Representative experience*

  • Advising Senior Secured Noteholders, and Receivers and Managers, in relation to security enforcement to recover outstanding debt in respect of HK$6.8 billion senior secured notes issued by a subsidiary of Hong Kong-listed Goldin Financial Holdings Limited.
  • Advised Kaisa Group, a Hong Kong-listed real estate company operating in China, on the restructuring of over US$3 billion in offshore liabilities. Named “Restructuring Deal of the Year” for 2017 at the IFLR Asia Awards.
  • Advised majority noteholders in relation to winding up of LDK Solar Co. Limited, and subsequently acted for the Cayman Islands court appointed Joint Official Liquidators.
  • Advised PT Berlian Laju Tanker, Indonesia’s largest oil and gas shipping firm, in connection with its US$1.85 billion second-round consensual restructuring. Named “Restructuring Deal of the Year” for 2016 at the IFLR Asia Awards.
  • Advised a group of bondholders on the restructuring of foreign currency convertible bonds issued by Jaiprakash Power Ventures Limited.

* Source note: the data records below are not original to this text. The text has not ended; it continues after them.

PR #6896, opened 2026-07-28
Prevent disabled Select values from submitting

### LINKED ISSUE #6892: Disabled Select and ComboboxSelect submit their form values
## Description

While auditing callback and prop reads after `props` reassignment for #6863, @georgekaran found a separate form-submission bug in `Select` and `ComboboxSelect`.

Both components render a hidden native `select` for form submission. That element currently reads `props.disabled` after `useFocusable`/`useWrapElement` has transformed and reassigned `props`:

```tsx
<select
  name={name}
  disabled={props.disabled}
  value={value}
/>
```

When `accessibleWhenDisabled` is used, or the rendered element does not support the native `disabled` attribute, the transformed props can omit `disabled`. The hidden native select then remains enabled and submits its value even though the Ariakit control is disabled. The adjacent dependency array reads the same transformed value.

## Expected behavior

Capture the consumer-provided `disabled` value before props are transformed and use that value for the hidden native select and its wrapper dependency array in both `Select` and `ComboboxSelect`.

Regression coverage should verify that disabled controls do not contribute values to form submission, including `accessibleWhenDisabled` for both components.

## Context

This is independent of `ComboboxPopover#getPersistentElements`, so #6889 can resolve #6863 without including it.

George provided a proof implementation and tests in [`c507bb68`](https://github.com/georgekaran/ariakit/commit/c507bb68a5e3846e36207b57485dadf83eb35c21).

### Workaround

https://github.com/ariakit/ariakit/issues/6892#issuecomment-5100003749

diegohaz:
## Motivation

Disabled [`Select`](https://ariakit.com/reference/select) and `ComboboxSelect` controls can still contribute their hidden native select values to form submission when `accessibleWhenDisabled` is used or the visible control renders an element that does not support the native `disabled` attribute.

Fixes #6892.

## Solution

Resolve the consumer-provided disabled state before Ariakit transforms the visible element props in both `Select` and `ComboboxSelect`:

```tsx
const disabledProp = disabledFromProps(props);
```

This captures both `disabled` and `aria-disabled`. The hidden native select and its wrapper dependency array use that effective state, so the native form control remains disabled when `accessibleWhenDisabled` or a custom rendered element removes the native `disabled` prop from the visible control, without regressing the supported `aria-disabled` path.

Browser-first and happy-dom regressions cover both components through `accessibleWhenDisabled`, `aria-disabled`, and `render={<div />}` after the disabled state changes.

## Workaround

Omit `name` while the control is disabled so the hidden native select cannot participate in form submission:

```tsx
<Select
  // TODO: Remove this condition after https://github.com/ariakit/ariakit/issues/6892 is fixed.
  name={disabled ? undefined : "fruit"}
  disabled={disabled}
/>
```

Use the same conditional `name` with `ComboboxSelect`. This preserves the disabled and accessible behavior but temporarily removes the control from form submission only while disabled.

## Preview

Reproduction at [`e21ee71bf`](https://github.com/ariakit/ariakit/commit/e21ee71bf9b1efa2ce63358b0e71ddb40ef1322e) — after the two custom-rendered controls are toggled disabled, the four controls affected by the original bug still expose their names:

Disabled Select and ComboboxSelect values still appear after form submission

Workaround at [`bbe34b083`](https://github.com/ariakit/ariakit/commit/bbe34b083d7496cc7c8c3b3aa07210cdf4c5e089) — conditionally omitting `name` keeps those four disabled controls out of form submission:

Disabled Select and ComboboxSelect workaround reports no submitted values

Solution at [`ac02b7d77`](https://github.com/ariakit/ariakit/commit/ac02b7d7778f2e1f88e93387075a54512829823a) — the current fixture covers six disabled controls across `accessibleWhenDisabled`, `aria-disabled`, and custom rendering, and submits no values:

Six disabled Select and ComboboxSelect controls report no submitted values

## Acknowledgments

Thanks to [@georgekaran](https://github.com/georgekaran) for diagnosing the transformed-props cause and providing the proof implementation and tests that informed this fix.

### DIFF
--- a/.changeset/300-disabled-select-form-values.md
+++ b/.changeset/300-disabled-select-form-values.md
@@ -3,4 +3,4 @@
 "@ariakit/react": patch
 ---
 
-Fixed disabled [`Select`](https://ariakit.com/reference/select) and `ComboboxSelect` controls so their values are omitted from form submission when [`accessibleWhenDisabled`](https://ariakit.com/reference/focusable#accessiblewhendisabled) is used or the visible control is rendered with an element that doesn't support the native `disabled` attribute. Thanks to [@georgekaran](https://github.com/georgekaran).
+Fixed disabled [`Select`](https://ariakit.com/reference/select) and [`ComboboxSelect`](https://ariakit.com/reference/combobox-select) controls so their values are omitted from form submission when [`accessibleWhenDisabled`](https://ariakit.com/reference/focusable#accessiblewhendisabled) is used or the visible control is rendered with an element that doesn't support the native `disabled` attribute. Thanks to [@georgekaran](https://github.com/georgekaran).
--- a/.changeset/300-disabled-select-form-values.md
+++ b/.changeset/300-disabled-select-form-values.md
@@ -1,0 +1,6 @@
+---
+"@ariakit/react-components": patch
+"@ariakit/react": patch
+---
+
+Fixed disabled [`Select`](https://ariakit.com/reference/select) and `ComboboxSelect` controls so their values are omitted from form submission when [`accessibleWhenDisabled`](https://ariakit.com/reference/focusable#accessiblewhendisabled) is used or the visible control is rendered with an element that doesn't support the native `disabled` attribute. Thanks to [@georgekaran](https://github.com/georgekaran).
--- a/app/src/sandbox/combobox-select-form-disabled/index.react.tsx
+++ b/app/src/sandbox/combobox-select-form-disabled/index.react.tsx
@@ -1,31 +1,101 @@
 import * as Ariakit from "@ariakit/react";
+import { useState } from "react";
 
 export default function Example() {
+  const [renderedDisabled, setRenderedDisabled] = useState(false);
+  const [submittedNames, setSubmittedNames] = useState<string[] | null>(null);
+
   return (
-    <form
-      onSubmit={(event) => {
-        event.preventDefault();
-        const data = new FormData(event.currentTarget);
-        window.alert(data.get("select"));
-      }}
-    >
-      <Ariakit.ComboboxProvider defaultSelectedValue="Apple">
-        <Ariakit.ComboboxSelectLabel>
-          Favorite fruit
-        </Ariakit.ComboboxSelectLabel>
-        <Ariakit.ComboboxSelect
-          name="select"
-          disabled
-          className="pointer-events-none"
-        />
-        <Ariakit.ComboboxPopover gutter={4} sameWidth unmountOnHide>
-          <Ariakit.ComboboxItem value="Apple" />
-          <Ariakit.ComboboxItem value="Banana" />
-          <Ariakit.ComboboxItem value="Grape" />
-          <Ariakit.ComboboxItem value="Orange" />
-        </Ariakit.ComboboxPopover>
-      </Ariakit.ComboboxProvider>
-      <Ariakit.Button type="submit">Submit</Ariakit.Button>
-    </form>
+    <>
+      <form
+        onSubmit={(event) => {
+          event.preventDefault();
+          const data = new FormData(event.currentTarget);
+          window.alert(data.get("select"));
+        }}
+      >
+        <Ariakit.ComboboxProvider defaultSelectedValue="Apple">
+          <Ariakit.ComboboxSelectLabel>
+            Favorite fruit
+          </Ariakit.ComboboxSelectLabel>
+          <Ariakit.ComboboxSelect
+            name="select"
+            disabled
+            className="pointer-events-none"
+          />
+          <Ariakit.ComboboxPopover gutter={4} sameWidth unmountOnHide>
+            <Ariakit.ComboboxItem value="Apple" />
+            <Ariakit.ComboboxItem value="Banana" />
+            <Ariakit.ComboboxItem value="Grape" />
+            <Ariakit.ComboboxItem value="Orange" />
+          </Ariakit.ComboboxPopover>
+        </Ariakit.ComboboxProvider>
+        <Ariakit.Button type="submit">Submit</Ariakit.Button>
+      </form>
+
+      <form
+        aria-label="Transformed disabled selects"
+        onSubmit={(event) => {
+          event.preventDefault();
+          const data = new FormData(event.currentTarget);
+          setSubmittedNames([...data.keys()]);
+        }}
+      >
+        <Ariakit.SelectProvider defaultValue="Apple">
+          <Ariakit.SelectLabel>Select accessible</Ariakit.SelectLabel>
+          <Ariakit.Select
+            name="select-accessible"
+            disabled
+            accessibleWhenDisabled
+          />
+        </Ariakit.SelectProvider>
+
+        <Ariakit.ComboboxProvider defaultSelectedValue="Apple">
+          <Ariakit.ComboboxSelectLabel>
+            Combobox accessible
+          </Ariakit.ComboboxSelectLabel>
+          <Ariakit.ComboboxSelect
+            name="combobox-accessible"
+            disabled
+            accessibleWhenDisabled
+          />
+        </Ariakit.ComboboxProvider>
+
+        <Ariakit.SelectProvider defaultValue="Apple">
+          <Ariakit.SelectLabel>Select rendered</Ariakit.SelectLabel>
+          <Ariakit.Select
+            name="select-rendered"
+            disabled={renderedDisabled}
+            render={<div />}
+          />
+        </Ariakit.SelectProvider>
+
+        <Ariakit.ComboboxProvider defaultSelectedValue="Apple">
+          <Ariakit.ComboboxSelectLabel>
+            Combobox rendered
+          </Ariakit.ComboboxSelectLabel>
+          <Ariakit.ComboboxSelect
+            name="combobox-rendered"
+            disabled={renderedDisabled}
+            render={<div />}
+          />
+        </Ariakit.ComboboxProvider>
+
+        <label>
+          <input
+            type="checkbox"
+            checked={renderedDisabled}
+            onChange={(event) => setRenderedDisabled(event.target.checked)}
+          />
+          Disable rendered selects
+        </label>
+        <button type="submit">Submit transformed selects</button>
+        <output>
+          {submittedNames
+            ? submittedNames.join(", ") || "No values submitted"
+            : "Not submitted"}
+        </output>
+      </form>
+    </>
   );
 }
--- a/app/src/sandbox/combobox-select-form-disabled/index.react.tsx
+++ b/app/src/sandbox/combobox-select-form-disabled/index.react.tsx
@@ -2,7 +2,6 @@ import * as Ariakit from "@ariakit/react";
 import { useState } from "react";
 
 export default function Example() {
-  const accessibleDisabled = true;
   const [renderedDisabled, setRenderedDisabled] = useState(false);
   const [submittedNames, setSubmittedNames] = useState<string[] | null>(null);
 
@@ -45,8 +44,8 @@ export default function Example() {
         <Ariakit.SelectProvider defaultValue="Apple">
           <Ariakit.SelectLabel>Select accessible</Ariakit.SelectLabel>
           <Ariakit.Select
-            name={accessibleDisabled ? undefined : "select-accessible"}
-            disabled={accessibleDisabled}
+            name="select-accessible"
+            disabled
             accessibleWhenDisabled
           />
         </Ariakit.SelectProvider>
@@ -56,8 +55,8 @@ export default function Example() {
             Combobox accessible
           </Ariakit.ComboboxSelectLabel>
           <Ariakit.ComboboxSelect
-            name={accessibleDisabled ? undefined : "combobox-accessible"}
-            disabled={accessibleDisabled}
+            name="combobox-accessible"
+            disabled
             accessibleWhenDisabled
           />
         </Ariakit.ComboboxProvider>
@@ -65,7 +64,7 @@ export default function Example() {
         <Ariakit.SelectProvider defaultValue="Apple">
           <Ariakit.SelectLabel>Select rendered</Ariakit.SelectLabel>
           <Ariakit.Select
-            name={renderedDisabled ? undefined : "select-rendered"}
+            name="select-rendered"
             disabled={renderedDisabled}
             render={<div />}
           />
@@ -76,7 +75,7 @@ export default function Example() {
             Combobox rendered
           </Ariakit.ComboboxSelectLabel>
           <Ariakit.ComboboxSelect
-            name={renderedDisabled ? undefined : "combobox-rendered"}
+            name="combobox-rendered"
             disabled={renderedDisabled}
             render={<div />}
           />
--- a/app/src/sandbox/combobox-select-form-disabled/index.react.tsx
+++ b/app/src/sandbox/combobox-select-form-disabled/index.react.tsx
@@ -62,6 +62,18 @@ export default function Example() {
         </Ariakit.ComboboxProvider>
 
         <Ariakit.SelectProvider defaultValue="Apple">
+          <Ariakit.SelectLabel>Select aria disabled</Ariakit.SelectLabel>
+          <Ariakit.Select name="select-aria" aria-disabled />
+        </Ariakit.SelectProvider>
+
+        <Ariakit.ComboboxProvider defaultSelectedValue="Apple">
+          <Ariakit.ComboboxSelectLabel>
+            Combobox aria disabled
+          </Ariakit.ComboboxSelectLabel>
+          <Ariakit.ComboboxSelect name="combobox-aria" aria-disabled />
+        </Ariakit.ComboboxProvider>
+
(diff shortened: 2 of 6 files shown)


packages/ariakit-react-components/src/select/select.tsx
```diff
@@ -103,6 +103,7 @@ export const useSelect = createHook<TagName, SelectOptions>(function useSelect({
   );
 
   const onKeyDownProp = props.onKeyDown;
+  const disabledProp = props.disabled;
```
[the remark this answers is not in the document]
diegohaz: Confirmed independently against the current head. I built a temporary sandbox rendering `<Ariakit.Select name="select-aria" aria-disabled />` and `<Ariakit.ComboboxSelect name="combobox-aria" aria-disabled />` inside a form that reports `[...new FormData(form).keys()]` after submit:

- base `f75f0d7f9`: `No values submitted`
- this PR head `9ff064e4e`: `select-aria, combobox-aria`

`disabledFromProps` (`packages/ariakit-utils/src/misc.ts`) treats `aria-disabled` as disabled, so `useFocusable` still renders the visible control with the native `disabled` attribute, `pointer-events: none`, and disabled click/keydown handlers. Only the hidden native select changed: it used to observe the transformed `disabled`, which `useFocusable` sets to `true` on this path (`disabled: supportsDisabled && trulyDisabled ? true : undefined`), and now observes the untransformed prop, which is `undefined`. So the PR closes the leak for `disabled` and opens the same leak for `aria-disabled`.

Real-world case: `aria-disabled` is a supported way to disable any Ariakit focusable component. `disabledFromProps` is part of the public `@ariakit/utils` surface and its documented parameter shape includes `"aria-disabled"?: boolean | "true" | "false"` (`packages/ariakit-utils/readme.md`). An app that disables a named `Select` with `aria-disabled={!canEdit}` keeps the control visibly and semantically disabled, but the form now submits its value, so the server receives data for a field the user could not edit.

Capturing `disabledFromProps(props)` covers both disabling paths:

```suggestion
  const disabledProp = disabledFromProps(props);
```

Add `disabledFromProps` to the existing `@ariakit/utils` import here, and apply the same change at `packages/ariakit-react-components/src/combobox/combobox-select.tsx:115`.

I applied that in both files locally and verified:

- `pnpm test-react run app/src/sandbox/combobox-select-form-disabled/test.ts` plus the temporary `aria-disabled` sandbox: all pass
- `pnpm test-react run app/src/sandbox app/src/examples`: 898 passed
- `pnpm exec tsc -b packages/ariakit-react-components`: clean

Worth extending the new regressions with an `aria-disabled` case in both `test-browser.ts` and `test.ts` so this path stays covered.

**Assessment**

- Severity: High (estimate, 85% confidence), because a disabled control contributes a value to form submission, the same data-integrity impact this PR fixes for the `disabled` path.
- Priority: P1 (estimate, 90% confidence), because the regression is introduced by this change in the exact code being fixed.
- Breakage likelihood: Possible (estimate, 75% confidence), because it requires disabling a named `Select` or `ComboboxSelect` through `aria-disabled` instead of `disabled`; that path is supported and styled, but `disabled` is the common one.
- Fix effort: Easy (verified, 95% confidence), because a one-line change per file plus the import and regression coverage was validated locally.

.changeset/300-disabled-select-form-values.md
```diff
@@ -0,0 +1,6 @@
+---
+"@ariakit/react-components": patch
+"@ariakit/react": patch
+---
+
+Fixed disabled [`Select`](https://ariakit.com/reference/select) and `ComboboxSelect` controls so their values are omitted from form submission when [`accessibleWhenDisabled`](https://ariakit.com/reference/focusable#accessiblewhendisabled) is used or the visible control is rendered with an element that doesn't support the native `disabled` attribute. Thanks to [@georgekaran](https://github.com/georgekaran).
```
diegohaz: `ComboboxSelect` is the only public API named in this entry that ships without a reference link, while `Select` and `accessibleWhenDisabled` are both linked in the same sentence.

The API qualifies for a link: it is exported from `@ariakit/react` (`packages/ariakit-react/src/combobox.ts`), and two sibling entries in this same unreleased batch already link the future canonical URL, `.changeset/200-combobox-select.md` and `.changeset/300-combobox-labeling.md`. The deployed page returns `404` today, which is expected for a branch-new API and does not change the decision.

```suggestion
Fixed disabled [`Select`](https://ariakit.com/reference/select) and [`ComboboxSelect`](https://ariakit.com/reference/combobox-select) controls so their values are omitted from form submission when [`accessibleWhenDisabled`](https://ariakit.com/reference/focusable#accessiblewhendisabled) is used or the visible control is rendered with an element that doesn't support the native `disabled` attribute. Thanks to [@georgekaran](https://github.com/georgekaran).
```

**Assessment**

- Severity: Low (verified, 95% confidence), because it only affects discoverability in the published changelog.
- Priority: P2 (estimate, 90% confidence), because it is a one-line fix in a file this PR adds, not a blocker.
- Breakage likelihood: Likely (verified, 99% confidence), because the entry ships as written in the next release.
- Fix effort: Easy (verified, 99% confidence), because it is a single Markdown link.

diegohaz (commented):
## Review summary

Initial review of all 6 changed files, diffed from the merge base `f75f0d7f9` to head `9ff064e4e`, expanded into `useFocusable`, `useWrapElement`, `disabledFromProps`, and the existing sandbox fixture contract.

The core diagnosis is right. `useWrapElement` memoizes its callback through `useCallback`, and that callback closes over the mutable `props` binding, so it observed whatever `props` had become after `usePopoverDisclosure` and `useCompositeTypeahead` reassigned it. Capturing the value before the transformation is the correct shape of the fix, and it is the only place in the packages where a `useWrapElement` callback reads a prop that a later hook in the same scope rewrites. I scanned every `useWrapElement` call in `packages/**/*.tsx` for prop reads inside the callback body; the only other hits are `props.id` in `portal.tsx`, which `usePortal` never rewrites after the wrapper, so no sibling fix is missing.

### Validation performed

Regression proof for the new coverage, by restoring the two package files to their `f75f0d7f9` versions and re-running:

- `pnpm test-react run app/src/sandbox/combobox-select-form-disabled/test.ts`: both new tests fail on the pre-fix source with `select-accessible, combobox-accessible, select-rendered, combobox-rendered` instead of the expected output, and pass at head.
- `pnpm -F app test --project=chrome src/sandbox/combobox-select-form-disabled/test-browser.ts`: both new browser tests fail on the pre-fix source and pass at head, run against a local Astro dev server from this checkout.

Other checks at head: `pnpm test-react run app/src/sandbox app/src/examples`, `pnpm lint`, `pnpm exec tsc -b packages/ariakit-react-components`.

### Unresolved candidate findings validated in this run

- `packages/ariakit-react-components/src/select/select.tsx:106`, thread `PRRT_kwDOBjT0Fc6UTzvk` (Codex, "Honor aria-disabled when disabling the hidden select"): **confirmed**. I reproduced it with a temporary sandbox and a base-versus-head comparison, then validated `disabledFromProps(props)` as the fix across both components, the full app happy-dom suite, and a package typecheck. Replied on the thread with the reproduction, the assessment, and the suggested change rather than opening a duplicate.

### Findings published inline

- The `aria-disabled` regression above, as a reply on the existing thread.
- `.changeset/300-disabled-select-form-values.md`: `ComboboxSelect` ships without a reference link while `Select` and `accessibleWhenDisabled` are linked in the same sentence, and sibling entries in this unreleased batch already link it.

### Checked and not flagged

- Fixture lifecycle: extending the existing semantic sandbox is the right step, the original scenario and its four tests are preserved, the query disambiguation to `q.combobox("Favorite fruit")` does not change an existing invariant, and the issue URL is repeated above each new test in both the browser test and the happy-dom duplicate.
- The dependency-array change from `props.disabled` to `disabledProp` is value-identical; the array was already evaluated before the transformation, so the behavioral fix is entirely in the callback body.
- Changeset frontmatter correctly versions `@ariakit/react-components` and `@ariakit/react`, uses the `300-` patch prefix, and credits the contributor per the single-paragraph credit form.
- The workaround commit `b42a907ed` is fully reverted at head; no conditional `name` or TODO remains in the sandbox.
- PR description claims match the implementation and the tests.

### Pre-existing observations, not caused by this PR

`app/src/sandbox/combobox-select/test.ts > Provider favorite fruit > opens and closes with the pointer and keyboard` fails on this baseline, expecting `aria-haspopup="dialog"` and receiving `"listbox"`. Follow-up work is registered as https://github.com/ariakit/ariakit/issues/6902. It is not flakiness: after filing, I confirmed on current `main` (`1c1cedaf2`) with a clean install that it fails 3 of 3 isolated runs, 3 of 3 `app/src/sandbox` runs, and the unfiltered `pnpm test-react` command, and that it already failed at `8c8c97207`, the commit that added the test. CI reports the same commit green, so the outcome differs by environment. None of it is affected by this PR.

A separate full-directory run on `f75f0d7f9` failed `app/src/sandbox/combobox-select-tag-tooltip-element-id/test.ts > updates the tooltip anchor when the content id changes` once and did not reproduce afterwards. That one does look like genuine flakiness and is noted in the issue above without being registered separately.

### Not fully validated

The browser test was run only under the `chrome` project against the Astro dev server; `firefox`, `safari`, `ios`, and `android` were not exercised locally. A full `pnpm tsc` could not complete in this environment because the app's generated Wrangler types are absent, so the package typecheck was scoped to `packages/ariakit-react-components`.

packages/ariakit-react-components/src/select/select.tsx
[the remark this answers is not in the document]
diegohaz: Fixed in [`d95e47538`](https://github.com/ariakit/ariakit/commit/d95e47538765638fa6bd7bd793ea9c08f0a495f2): `Select` and `ComboboxSelect` now use `disabledFromProps(props)` for their hidden native selects, with targeted browser and happy-dom coverage for `aria-disabled` form submission.

.changeset/300-disabled-select-form-values.md
diegohaz: Fixed in [`ac02b7d77`](https://github.com/ariakit/ariakit/commit/ac02b7d7778f2e1f88e93387075a54512829823a): linked `ComboboxSelect` to its future canonical reference page in the changeset.

diegohaz:
**Fixed**

- [`d95e47538`](https://github.com/ariakit/ariakit/commit/d95e47538765638fa6bd7bd793ea9c08f0a495f2) ([reply](https://github.com/ariakit/ariakit/pull/6896#discussion_r3663866448)): honored `aria-disabled` for hidden `Select` and `ComboboxSelect` form controls and added browser/happy-dom coverage.
- [`ac02b7d77`](https://github.com/ariakit/ariakit/commit/ac02b7d7778f2e1f88e93387075a54512829823a) ([reply](https://github.com/ariakit/ariakit/pull/6896#discussion_r3663869538)): linked `ComboboxSelect` to its canonical reference page in the changeset.

app/src/sandbox/combobox-select-form-disabled/index.react.tsx
```diff
@@ -1,31 +1,113 @@
...
+          <Ariakit.ComboboxSelect
+            name="combobox-accessible"
+            disabled
+            accessibleWhenDisabled
+          />
+        </Ariakit.ComboboxProvider>
+
+        <Ariakit.SelectProvider defaultValue="Apple">
+          <Ariakit.SelectLabel>Select aria disabled</Ariakit.SelectLabel>
+          <Ariakit.Select name="select-aria" aria-disabled />
```
diegohaz, line 66: These two controls add a third disabling path to the fixture, and the PR description was not updated for it.

`## Solution` still describes the previous implementation: "Capture the consumer-provided `disabled` value before Ariakit transforms the visible element props in both `Select` and `ComboboxSelect`." The code now captures `disabledFromProps(props)`, which resolves `disabled` **and** `aria-disabled`, and that difference is the whole point of `d95e47538`. The same paragraph lists coverage as "through `accessibleWhenDisabled` and through `render={<div />}` after the disabled state changes", while the suite now covers three paths in both `test-browser.ts` and `test.ts`.

`## Preview` is stale in a way a reader cannot detect: all three captions count four controls ("all four leaked names", "all four controls remain disabled", "keeps all four controls disabled"), but this form now renders six named controls, and the recordings predate `select-aria` and `combobox-aria`. Someone comparing the evidence against the fixture will not find the two controls the latest commit exists to protect.

`ariakit-general-pr-description` asks for the description to be brought back in line after pushing commits that make it stale, so this is worth doing before merge rather than after.

**Assessment**

- Severity: Low (verified, 95% confidence), because it misleads readers and the release record without affecting shipped behavior.
- Priority: P2 (estimate, 80% confidence), because the description-currency rule applies to pushed commits, but no correctness or release gate depends on it.
- Breakage likelihood: Likely (verified, 99% confidence), because the description is already inaccurate at this head.
- Fix effort: Moderate (estimate, 70% confidence), because the prose edit is trivial but the three recordings need recapturing against the six-control fixture.

diegohaz (commented):
## Re-review summary

Re-review from the previously marked head `9ff064e4e` to the current head `ac02b7d77`. The branch was rebased in between, so the incremental scope is the two new commits, `d95e47538` and `ac02b7d77`, read against the new merge base `e1467694b` (which now includes #6900 and #6899). I also re-checked the surrounding code the rebase pulled in, since #6900 reworked several combobox modules; the PR's diff against the new merge base is still the same six-line package change plus the fixture, tests, and changeset.

### Both previous findings are fixed, verified independently

- `aria-disabled` regression (thread `PRRT_kwDOBjT0Fc6UTzvk`, now resolved): `d95e47538` switches both hooks to `disabledFromProps(props)`. Confirmed the capture still happens before any prop transformation in both files, and confirmed the behavior end to end rather than trusting the resolution.
- Changeset reference link (thread `PRRT_kwDOBjT0Fc6UUUUJ`, now resolved): `ac02b7d77` links `ComboboxSelect` to `https://ariakit.com/reference/combobox-select`, matching the sibling entries in this unreleased batch.

### Validation performed

Regression proof for the three tests, run in both suites:

- Against the merge-base `e1467694b` package sources, all three happy-dom tests and all three Chrome tests fail; at head all pass.
- Against the intermediate `158aed1b8` implementation, which used `props.disabled`, the tests still fail. That is the specific red state for the new `aria-disabled` coverage, so the new tests are proven against the exact defect they were added for, not only against the original bug.

Other checks at head: `pnpm test-react run app/src/sandbox app/src/examples` (897 passed, plus the known unrelated failure below), `pnpm lint`, `pnpm exec tsc -b packages/ariakit-react-components`, and the Chrome project for `test-browser.ts` against a local Astro dev server from this checkout.

`test-browser.ts` is still the right filename after #6899. That change narrowed specific tests to `test-chrome.ts` and `test-chrome-firefox.ts`, but 118 `test-browser.ts` files remain on `main`, including most of the `combobox-select-*` sandboxes, and disabled form submission is behavior worth running on every desktop project.

- The PR description was not updated for the `aria-disabled` path: `## Solution` still describes capturing "the consumer-provided `disabled` value", and all three `## Preview` captions count four controls while the fixture now renders six.

### Checked and not flagged

- `accessible disabled selects do not submit values` and `aria-disabled selects do not submit values` assert the same submitted-names output against the same form state, so the second test's submission assertion is redundant with the first. Keeping it is justified: it carries the `aria-disabled` ARIA-state assertions and gives that path its own issue-traceable title, and collapsing the two would lose both.
- The changeset text still describes only the `accessibleWhenDisabled` and unsupported-`disabled`-attribute paths, which is correct. `aria-disabled` alone was never broken on `main`; it only leaked in combination with those paths, which the entry already covers.
- `disabledFromProps` returns `false` rather than `undefined` when nothing is disabled. React renders no `disabled` attribute either way, so the hidden select is unchanged.

### Pre-existing, still failing, not caused by this PR

`app/src/sandbox/combobox-select/test.ts > Provider favorite fruit > opens and closes with the pointer and keyboard` still fails on this environment, as registered in https://github.com/ariakit/ariakit/issues/6902.

### Not fully validated

Browser coverage was exercised only under the `chrome` project; `firefox`, `safari`, `ios`, and `android` were not run locally. A full `pnpm tsc` still cannot complete here because the app's generated Wrangler types are absent, so the typecheck was scoped to `packages/ariakit-react-components`.

app/src/sandbox/combobox-select-form-disabled/index.react.tsx
diegohaz: Fixed in the [updated PR description](https://github.com/ariakit/ariakit/pull/6896#issue-4995455600): `## Solution` now documents `disabledFromProps(props)` and all three covered paths. The historical reproduction/workaround artifacts are tied to their exact commits, and the current-head solution artifact shows all six disabled controls submitting no values.

diegohaz:
**Fixed**

- [`PR description`](https://github.com/ariakit/ariakit/pull/6896#issue-4995455600) ([reply](https://github.com/ariakit/ariakit/pull/6896#discussion_r3664064808)): documented `disabledFromProps(props)` and all three regression paths, tied historical evidence to its exact commits, and added a current-head solution image showing all six disabled controls submitting no values.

  • Advised an ad hoc group of noteholders in relation to the cross-border restructuring of more than US$700 million offshore debt of LDK Solar. Named 2015 “Finance Deal of the Year for Restructuring & Insolvency” by The Asian Lawyer and shortlisted for IFLR 2015 “Restructuring Deal of the Year”.
  • Advised the Fitness First group on its global financial and operational restructuring, including the restructuring of A$910 million secured facilities through a debt for equity swap, the disposal of non-performing clubs, and a recapitalization of the restructured group.
  • Advised a member of the TPG-led consortium on the restructuring of Alinta Energy's A$2.6 billion debt facility through creditors' schemes of arrangement, effecting a debt for equity swap and the transfer of the restructured group to a new lender-controlled entity.
  • While on secondment, advised Bank of America Merrill Lynch in its capacity as an adviser and syndicated lender in the successful TPG/Carlyle sponsored A$2.7 billion LBO of Healthscope, Australia's second biggest private hospital operator.
  • Advised the liquidators of Australian investment bank, Babcock & Brown Limited (In Liq), in relation to their investigations and examinations into the collapse of the parent entity of the Babcock & Brown Group.
  • Advised the liquidators of Lehman Brothers Australia Limited (In Liq) in relation to the claims made by and against the company.
  • Advised the agent for the secured lenders, and subsequently the receivers and managers, of Redbank Project and Redbank Construction.
  • Advised the foreign representative of a Korean shipping company in Australia’s first application for recognition of a foreign main proceeding under the Cross-Border Insolvency Act 2008 (Cth) (UNCITRAL Model Law).
  • Advised a bondholder in relation to the voluntary administration and receivership of the Connector Motorways Group, which owned and operated the Lane Cove Tunnel, a major public-private partnership (PPP) infrastructure project in Australia.
  • Advised the trustee for debenture holders, and subsequently the receivers and managers, of lease finance company, Elderslie Finance Corporation Limited (Receivers and Managers Appointed) (In Liq), which collapsed in July 2008 with debts of A$400 million, including negotiating and documenting the informal workout of a complex securitization structure involving numerous financiers.
  • Advised liquidators, voluntary administrators, and receivers and managers in relation to a number of high profile Australian insolvency proceedings, including MF Global, HIH Insurance Limited, and New Cap Reinsurance Limited.
  • Advised the trustee of the sovereign wealth fund of the Republic of Nauru, the Nauru Phosphate Royalties Trust, in relation to commercial disputes in Australia.

*Includes matters handled prior to joining Weil.